Peneliti David Catling mengatakan, rupanya selama lebih dari 2 miliar tahun menjelang fenomena Bumi 'Bola Salju' tersebut, yang hidup hanyalah alga dan organisme air kecil. Belum ada hewan-hewan besar yang berlarian di atas permukaan Bumi, yang tertutup es tersebut.
"Kehidupan di Bumi sederhana--dalam bentuk mikroba, alga, atau organisme akuatik kecil lainnya--selama lebih dari 2 miliar tahun menjelang Bumi Bola Salju'," kata profesor ilmu Bumi dan antariksa di UW tersebut.
"Faktanya, 1 miliar tahun menjelang Bumi 'Bola Salju' disebut '1 miliar tahun yang membosankan' karena sangat sedikit yang terjadi. Kemudian dua peristiwa Bumi 'Bola Salju' terjadi. Dan segera setelah itu, hewan muncul dalam catatan fosil," jelasnya.
Mencairnya Bumi 'Bola Salju'
Peneliti kemudian berhasil membuat model kimia dan geologi pada tiga fase Bumi 'Bola Salju'. Mereka mendapati, saat puncak Bumi 'Bola Salju', es tebal yang mengelilingi planet memantulkan sinar Matahari. Namun, beberapa area perairan terbuka memungkinkan terjadinya pertukaran antara lautan dan atmosfer.
Sementara itu, air laut yang dingin terus bereaksi dengan dasar lautan. Karbon dioksida pun mulai terbentuk di atmosfer sampai dapat memerangkap cukup banyak energi Matahari untuk menaikkan suhu global dan mencairkan es.
Siklus tersebut menyebabkan hujan turun di Bumi, air tawar mengalir ke lautan. Air tersebut menyatu dengan lapisan air hasil pencairan gletser yang mengapung di atas air laut, yang notabene lebih padat dan asin.
Lautan berlapis (asin dan kurang asin) memperlambat sirkulasi laut. Seiring waktu, pergolakan laut meningkat sehingga pencampuran antara atmosfer, laut bagian atas, dan laut dalam berlanjut.
Peneliti menyimpulkan, dalam tahap pertama berakhirnya peristiwa Bumi Bola Salju, lapisan es tebal memisahkan sebagian besar atmosfer dan lautan. Pada tahap kedua, air tawar mengalir ke lautan untuk bergabung dengan air lelehan yang mengapung di permukaan lautan.

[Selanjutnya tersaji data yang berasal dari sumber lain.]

PR #286, opened 2024-03-19
bib: connect stdout/stderr when doing the initial podman pull

mvo5:
This should help with the potential UX issue that a podman pull can take a while and for the user it looks like it's hanging.

### DIFF
--- a/bib/cmd/bootc-image-builder/main.go
+++ b/bib/cmd/bootc-image-builder/main.go
@@ -144,6 +144,13 @@ func makeManifest(c *ManifestConfig, cacheRoot string) (manifest.OSBuildManifest
 	// We might want to change this behaviour in the future to match podman.
 	if !c.Local {
 		pullCmd := exec.Command("podman", "pull", "--arch", c.Architecture.String(), c.Imgref)
+		// This is a bit of a hack, we cannot use "stdout"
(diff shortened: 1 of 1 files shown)


bib/cmd/bootc-image-builder/main.go
```diff
@@ -110,6 +110,8 @@ func makeManifest(c *ManifestConfig, cacheRoot string) (manifest.OSBuildManifest
 	// We might want to change this behaviour in the future to match podman.
 	if !c.Local {
 		pullCmd := exec.Command("podman", "pull", "--arch", c.Architecture.String(), c.Imgref)
+		pullCmd.Stdout = os.Stdout
```
ondrejbudai, line 113: This will break the manifest subcommand, I learned this the hard way. However, `stderr` should be just fine, right?

mvo5: Excellent point!

mvo5: I updated this now and also added a short comment about an alternative approach (move it into manifestFromCobra and check what command is used)

mvo5:
Closing for now as we now print a lot message when pulling the image (which I think is not printed by default but that is a separate issue)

Sedangkan pada tahap terakhir, pencampuran lautan berlanjut, yang memungkinkan terjadinya pertukaran antara atmosfer, lautan bagian atas, dan lautan bagian dalam.
"Kami memperkirakan perubahan penting dalam lingkungan saat Bumi pulih dari periode Snowball, beberapa di antaranya memengaruhi suhu, keasaman, dan sirkulasi lautan. Sekarang setelah kita mengetahui perubahan ini, kita dapat lebih yakin mengetahui bagaimana perubahan tersebut memengaruhi kehidupan Bumi," kata Thomas.
Penelitian tim UW didanai National Science Foundation dan Badan Penerbangan dan Antariksa AS (NASA), serta hibah Program Astrobiologi NASA untuk Laboratorium Planet Virtual UW.